她嘴角控制不住地往耳邊咧:今年幾月份還有好日子啊?聘禮該要些什麼?我那些錢置辦嫁妝夠不夠?孩子該起什麼乳名?張知序狠狠地掐了一把她的臉。
「哎呀,疼。」她咧著嘴道,「不是夢。」
這人偶爾也冒幾道精光,怎麼一遇見裴如珩就傻得讓人生氣。
他懶得再搭理她,任由她跟人嘰嘰喳喳地聊。
-大仙!
陳寶香偏來喊他:我想學琴棋書畫和貴門禮儀!
張知序哼哼兩聲:去司教坊,花錢就能學。
-這不有您在麼,咱就不花那個冤枉錢了吧?
她嘿嘿直笑:我就學點簡單的,能應付婚禮場面就成。
人家只說了兩個字,她倒是想了個全套。
張知序煩得慌,敷衍地應了她兩句就繼續打量四周。
裴如珩被陳寶香一攪和,已經完全忘了要追究謠言的來源,而詩會上的眾人還在口口相傳。
負心漢的故事從民間到貴門,正在慢慢地燎原。
幾日之後,謝蘭亭去了蕁園。
彼時陳寶香還正纏著大仙學琴藝,她學得很認真,但彈出來的東西實在不堪入耳。
「怎麼樣?」彈完還晃著步搖跟他討誇。
張知序從容地取出耳朵裡的紙團:「挺好的,為師對你沒有別的要求,只要以後出去彈奏莫要說出我的名諱。

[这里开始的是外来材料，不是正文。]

PR #1472, opened 2024-08-21
PHP 8.4 | Fix implicitly nullable parameters (7.x)

jrfnl:
PHP 8.4 deprecates implicitly nullable parameters, i.e. typed parameter with a `null` default value, which are not explicitly declared as nullable.

This commit fixes all found instances of that in the PHPSpec codebase.

Includes updating the documentation to match (where relevant, i.e. only existing documentation has been touched).

Ref: https://wiki.php.net/rfc/deprecate-implicitly-nullable-types

### DIFF
--- a/src/PhpSpec/Console/ConsoleIO.php
+++ b/src/PhpSpec/Console/ConsoleIO.php
@@ -111,12 +111,12 @@ class ConsoleIO implements IO
         return $this->lastMessage;
     }
 
-    public function writeln(string $message = '', int $indent = null): void
+    public function writeln(string $message = '', ?int $indent = null): void
     {
         $this->write($message, $indent, true);
     }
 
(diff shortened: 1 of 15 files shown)


stof (approved):

andypost:
It needs to get rid of `E_STRICT` and the branch 7.5 could declare compatibility https://wiki.php.net/rfc/deprecations_php_8_4#remove_e_strict_error_level_and_deprecate_e_strict_constant

```
PHP Deprecated:  Constant E_STRICT is deprecated in /mnt/vendor/phpspec/phpspec/src/PhpSpec/Console/ContainerAssembler.php on line 647

Deprecated: Constant E_STRICT is deprecated in /mnt/vendor/phpspec/phpspec/src/PhpSpec/Console/ContainerAssembler.php on line 647
```

Issue #1470, opened 2024-08-07
Documentation site is down


ash-m:
https://www.phpspec.net is reporting:

> # Error 1014
> Ray ID: 8af9be107bf87c1c • 2024-08-07 19:41:08 UTC
> 
> ## CNAME Cross-User Banned
> 
> What happened?
> You've requested a page on a website that is part of the [Cloudflare](https://www.cloudflare.com/5xx-error-landing/) network. The host is configured as a CNAME across accounts on Cloudflare, which is not allowed by Cloudflare's security policy.
> 
> What can I do?
> If this is an R2 custom domain, it may still be initializing. If you have attempted to manually point a CNAME DNS record to your R2 bucket, you must do it using a custom domain. Refer to [R2's documentation](https://developers.cloudflare.com/r2/data-access/public-buckets/#connect-your-bucket-to-a-custom-domain) for details.
> 
> [Visit our website](https://www.cloudflare.com/5xx-error-landing/) to learn more about Cloudflare.

ash-m:
Not sure who is administering the DNS for this, maybe @mdavis1982 (no idea, but authoritative origin has 'matt' in it :P)

Can someone look into this please? @ciaranmcnulty @MarcelloDuarte 

Thanks

mdavis1982:
@ash-m It's not me, I'm afraid. I think @ciaranmcnulty was last managing the project, but also @MarcelloDuarte may know!

jdreesen:
It works without the `www.`, see: #1475

ash-m:
@jdreesen I see; weirdly, in-private browsing redirects `phpspec.net/` (with a trailing slash) to `www`. I guess it's just a caching problem. 

Thank you for the update.

PR #1475, opened 2024-08-28
Fix documenation link

BackEndTea:
The `www` domain gave the following error. It might also be nice to just redirect the `www` domain to the non www version. And while i was at it i updated the link to be https

image

### DIFF
--- a/README.rst
+++ b/README.rst
@@ -1,7 +1,7 @@
 phpspec
 =======
 
-The main website with documentation is at `http://www.phpspec.net <http://www.phpspec.net>`_.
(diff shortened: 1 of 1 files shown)


jdreesen:
Fixes #1470

W0rma (approved):

chadyred:
Hi @BackEndTea as it is resolved, can you close you PR, and you will be the best :)

jdreesen:
@ciaranmcnulty the URL in the repo description is still with `www.` and doesn't work:
grafik

PR #1483, opened 2024-11-26
No ticket. Support PHP Unit 11.

evs-xsarus:
With these changes, phpspec will install next to PHP Unit 11.

PR #1484, opened 2025-02-07
Allow Psalm 6

Jean85:
Unlocks #1483 

[EDIT] I preferred to avoid any code changes and to put all new reported issues in the Psalm baseline. Future PRs can address those.


Jean85:
@stof can we proceed with this? It unlocks #1483, which in turn unlocks PHPUnit 12 for Prophecy: https://github.com/phpspec/prophecy-phpunit/pull/67

PR #1488, opened 2025-04-29
[7.x] Allow PHPUnit 11

Jean85:


Jean85:
Thanks to , PHPUnit 11 is actually running in CI! 🎉 

https://github.com/phpspec/phpspec/actions/runs/14753370765/job/41415748000?pr=1489#step:11:10

I'll just drop an unneeded commit and this is good to merge!

PR #1502, opened 2025-11-14
Add missing callable type for Subject::beConstructedThrough

Kozzi11:
FIX issue https://github.com/phpspec/phpspec/issues/1501

### DIFF
--- a/src/PhpSpec/Wrapper/Subject.php
+++ b/src/PhpSpec/Wrapper/Subject.php
@@ -131,7 +131,7 @@ class Subject implements ArrayAccess, ObjectWrapper
         $this->wrappedObject->beConstructedWith(\func_get_args());
     }
 
-    public function beConstructedThrough(string|array $factoryMethod, array $arguments = array()): void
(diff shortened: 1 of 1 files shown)


src/PhpSpec/Wrapper/Subject.php
```diff
@@ -131,7 +131,7 @@ public function beConstructedWith(): void
         $this->wrappedObject->beConstructedWith(\func_get_args());
     }
 
-    public function beConstructedThrough(string|array $factoryMethod, array $arguments = array()): void
+    public function beConstructedThrough(string|array|callable $factoryMethod, array $arguments = array()): void
```
stof, line 134:
```suggestion
    public function beConstructedThrough(string|callable $factoryMethod, array $arguments = array()): void
```

the only arrays that are supported in WrappedObjects are objects describing a callable.

MarcelloDuarte:
Closing because there is a workaround via array callable (PhpSpec >=8 was object design only, so function constructed was not supported)

PR #1506, opened 2025-12-29
Wrong version in new release

### LINKED ISSUE #1504: The PhpSpec PHAR version is incorrect
The version displayed for 8.1.0 is 8.0.0:

```shell
# Download 8.1.0
wget --quiet https://github.com/phpspec/phpspec/releases/download/8.1.0/phpspec.phar --output-document=phpspec.phar
chmod +x phpspec.phar
./phpspec.phar # 8.0.0
```

MarcelloDuarte:
Fixes #1504

cc @theofidry

### DIFF
--- a/src/PhpSpec/Console/Application.php
+++ b/src/PhpSpec/Console/Application.php
@@ -67,7 +67,7 @@ final class Application extends BaseApplication
         $this->loadConfigurationFile($input, $this->container);
 
         foreach ($this->container->getByTag('console.commands') as $command) {
-            $this->add($command);
+            $this->addCommand($command);
         }
 
         $dispatcher = $this->container->get('console_event_dispatcher');
--- a/src/PhpSpec/Console/Application.php
+++ b/src/PhpSpec/Console/Application.php
@@ -67,7 +67,11 @@ final class Application extends BaseApplication
         $this->loadConfigurationFile($input, $this->container);
 
         foreach ($this->container->getByTag('console.commands') as $command) {
-            $this->addCommand($command);
+            if (method_exists($this, 'addCommand')) {
+                $this->addCommand($command);
+            } else {
+                $this->add($command);
+            }
         }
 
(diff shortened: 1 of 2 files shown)


src/PhpSpec/Console/Application.php
```diff
@@ -67,7 +67,11 @@ public function doRun(InputInterface $input, OutputInterface $output): int
         $this->loadConfigurationFile($input, $this->container);
 
         foreach ($this->container->getByTag('console.commands') as $command) {
-            $this->add($command);
+            if (method_exists($this, 'addCommand')) {
+                $this->addCommand($command);
+            } else {
+                $this->add($command);
+            }
```
jakubtobiasz, line 74: I believe this part should be resolved [here](https://github.com/phpspec/phpspec/pull/1503) and should not be a part of this PR.

roukmoute: For my part, I feel that the current proposal is the right approach. Simply replacing it with `addCommand` would risk breaking compatibility with Symfony 5.4, 6.x, and 7.x.

Using `if (method_exists())` seems appropriate to me to ensure backward compatibility between versions. Alternatively, we could use `addCommands([$command])`, which is available everywhere, even if it is indeed a little less elegant. What do you think?

roukmoute:
Hello @stof, would you have a moment to take a look at this PR :) ?

src/PhpSpec/Console/Application.php
Chris53897: I agree with @roukmoute for his solution to support more symfony versions.
But i think it should be moved to a seperate PR.

Chris53897: Update: It is already merged in a sperate PR. Looks like addCommand() is supported since 5.4 accoring to test-runs.

torchello:
Fixed in https://github.com/phpspec/phpspec/pull/1509

PR #1508, opened 2026-01-19
Fix `Call to undefined method PhpSpec\Console\Application::add()` in `Application`

mspirkov:
There is such an error here: https://github.com/phpspec/prophecy/actions/runs/21114065815/job/60726462700
This is because the `add` method was removed in version 8.0 of `symfony/console`.


mspirkov:
Duplicate: https://github.com/phpspec/phpspec/pull/1503

PR #227, opened 2021-09-02
banshee: Set mcause on interrupt even if mstatus.mie is 0

noah95:
An interrupt without global interrupt enable would not set the `mcause` CSR correctly. This fixes it and changes the interrupt test to sensitize this bug

### DIFF
--- a/sw/banshee/src/tran.rs
+++ b/sw/banshee/src/tran.rs
@@ -5631,18 +5631,24 @@ impl<'a> InstructionTranslator<'a> {
             LLVMConstInt(LLVMInt32Type(), 0, 0),
             NONAME,
         );
-        let is_irq = LLVMBuildAnd(
-            self.builder,
-            is_mstatus_mie,
-            is_any_interrupt_pending,
-            NONAME,
+
+        // Create BB for any pending interrupt
+        let bb_any_irq = LLVMCreateBasicBlockInContext(self.section.engine.context, NONAME);
+        LLVMInsertExistingBasicBlockAfterInsertBlock(self.builder, bb_any_irq);
+        LLVMBuildCondBr(self.builder, is_any_interrupt_pending, bb_any_irq, bb_noirq);
+        LLVMPositionBuilderAtEnd(self.builder, bb_any_irq);
+
+        // Set mcause register
+        // TODO: Get correct cause, currently only settings machine software interrupt
+        self.write_csr_silent(
+            riscv::Csr::Mcause as u32,
+            LLVMConstInt(LLVMInt32Type(), (1 << 31) | 3, 0),
         );
-        // Create BB for IRQ
+
+        // Create BB for IRQ and mstatus.mie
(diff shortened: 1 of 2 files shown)


zarubaf (approved):
Nice catch!

SamuelRiedel (commented):
LGTM.

noah95:
This does not coincide with the current hardware implementation: If snitch exits `wfi` due to an interrupt while `ie_q[M]=0` (`mstatus.mie=1`) which I use in the second part of the interrupt test (wake from interrupt but don't jump to `mtvec`), the `mcasue` register is not written by HW:

https://github.com/pulp-platform/snitch/blob/ed09f0e12fefb52567b739b2883a07c26cb024aa/hw/ip/snitch/src/snitch.sv#L2271-L2279

Since `interrupt` is only asserted if `ie_q[M]=1`

https://github.com/pulp-platform/snitch/blob/ed09f0e12fefb52567b739b2883a07c26cb024aa/hw/ip/snitch/src/snitch.sv#L2019-L2021

IMO the [privilege spec](https://riscv.org/wp-content/uploads/2017/05/riscv-privileged-v1.10.pdf) does not distinguish between trap taken from "normal" and "wfi" state, thus the `mcasue` register should be written in this case.

@zarubaf What's your take on this?

zarubaf:
Okay, not 100% sure I get the point:

> IMO the privilege spec does not distinguish between trap taken from "normal" and "wfi" state, thus the mcasue register should be written in this case.

Agree, especially because there is no `wfi` state defined in the spec.

> This does not coincide with the current hardware implementation: If snitch exits `wfi` due to an interrupt while `ie_q[M]=0` (`mstatus.mie=1`) which I use in the second part of the interrupt test (wake from interrupt but don't jump to `mtvec`), the `mcasue` register is not written by HW

That seems correct to me. If the core does not jump to `mtvec` then the interrupt is not considered taken hence, no update of `mcause`. That the core exits `wfi` is a special property of that instruction so that forward progress can be made.

Did this answer your question?

noah95:
> > This does not coincide with the current hardware implementation: If snitch exits `wfi` due to an interrupt while `ie_q[M]=0` (`mstatus.mie=1`) which I use in the second part of the interrupt test (wake from interrupt but don't jump to `mtvec`), the `mcasue` register is not written by HW
> 
> That seems correct to me. If the core does not jump to `mtvec` then the interrupt is not considered taken hence, no update of `mcause`. That the core exits `wfi` is a special property of that instruction so that forward progress can be made.

So there is no way in telling what caused the hart to exit from `wfi` and `mcasue` is untouched? IF that is the case, we have to close this PR since the HW doesn't touch `mcause` if exited from `wfi` with interrupts disabled.

zarubaf:
That’s right. `wfi` could also be legally implemented as a `nop` according to the spec.

noah95:
> That’s right. `wfi` could also be legally implemented as a `nop` according to the spec.

Correct, thanks. This settles this discussion :) Closing

PR #229, opened 2021-09-02
banshee: Change amoadd to a wrapping addition

noah95:
This fixes any `attempt to add with overflow` panicks when using `amoadd`. I asusme wrapping add is the correct behaviour?


SamuelRiedel (approved):
As far as I know, this is not explicitly specified in the RISC-V ISA manual, but this is what we do in HW and is most intuitive. Thanks for fixing this :)

PR #230, opened 2021-09-02
docker: Change LLVM toolchain URL

noah95:
The `snitch-llvm` repository moved to `llvm-project` which causes the container build to fail


zarubaf:
I thought GitHub redirects... Anyway LGTM

noah95:
> I thought GitHub redirects... Anyway LGTM

It might not redirect the API requests

PR #231, opened 2021-09-03
cva6: Make L1D write-back

niwis:
Exchange Ariane's write-through L1 data cache with a write-back.

- [x] Exchange caches
- [x] Make the WB's AXI port width configurable
- [x] Mark the WB's AXI requests as modifiable
- [x] Add instruction fence after zero-stage bootloader
- [x] Compile for FPGA
- [x] Boot Linux
- [x] Pray
- [x] Update vendor patch


zarubaf:
> * [ ]  Pray

I'll being praying for you :-D

niwis:
So Linux boots now! The flash loading sequences (U-Boot SPL and U-Boot) seem significantly slower though. But this is just a first impression, I would need to profile this for more details.

zarubaf:
Oh wow, that is great! What's your take? Should we merge? I guess we have seen this in the past with Linux as well, right - as the WB cache is actually writing-back and invalidating on a `fence` that takes longer.

niwis:
As long as it's just the `fence` I think we should be fine; in my opinion, boot speed isn't the primary goal. I'm just a bit worried that there might be something else going on (e.g. slow evictions), as I don't see why there needs to be more than one `fence` after loading from flash, and that wouldn't make the difference. But perhaps U-Boot is as generous with `fence`s as Linux :-)

zarubaf (approved):
LGTM, we should probably also get a couple of patches applied to upstream CVA6 (the modifiable and port parameterization).

Let's discuss in tomorrow's weekly about the slowness. Then we can merge.

zarubaf:
Thanks, @niwis, according to the discussions today let's merge.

」
陳寶香驚訝:「你還有名諱?叫什麼?」
張知序咳嗽一聲轉開話頭:「好像有人來了。」
遠遠的,謝蘭亭和九泉說著話就朝她走了過來。
再度看見這個女子,還是在蕁園裡,謝蘭亭悲憤萬分,一拍大腿就道:「我就知道什麼不沾女色都是幌子,這些年光讓他編排我了,怎麼就沒發現他也金屋藏著嬌。」
「不是。」張知序下意識地否認。
陳寶香也連忙撇清關係:「你別胡說啊,鳳卿應該不喜歡女人吧,他就喜歡你。」
謝蘭亭:???
他驚恐地護住了自己的胸口:「什麼?」
張知序很是無語:你瞎說什麼。
-不是嗎?外頭都這麼傳啊,說張知序不沾女色,唯與謝蘭亭要好。
-……外頭是外頭,外頭還傳謝蘭亭成熟穩重,有宰相之風呢,你看他這模樣像嗎。
陳寶香順著他的話看了看面前這人,嗯,好像快哭了。
謝蘭亭真快哭了,十幾年的兄弟,穿一條褲子長大的,突然就看上他了?
他嘴唇都哆嗦了起來:「你,你這事,鳳卿告訴你的?」
陳寶香乾笑:「沒,我自己猜的,你倆不是總一起玩麼,他跟我說了不少你的事情。」
「嚇死我了。」謝蘭亭坐在茶桌邊直嘆氣,「姑娘,我與他只是朋友,你千萬別誤會。」
她有什麼能誤會的。
陳寶香乾笑,轉開話頭:「大人這風風火火的是怎麼了?」
提起正事,謝蘭亭終於嚴肅了些:「近來坊間流傳的那個故事,有人傳到了聖上耳朵裡,聖人命我徹查。」
張知序擺手:「你敷衍敷衍得了。」
「這次恐怕不行。」謝蘭亭皺眉,「程槐立昨晚親自進宮告狀,當著大長公主他們的面鬧得難看,弄得聖人下不來臺,非要我七日內破案。」
九泉和張知序都心口一跳,飛快地替陳寶香想起退路來。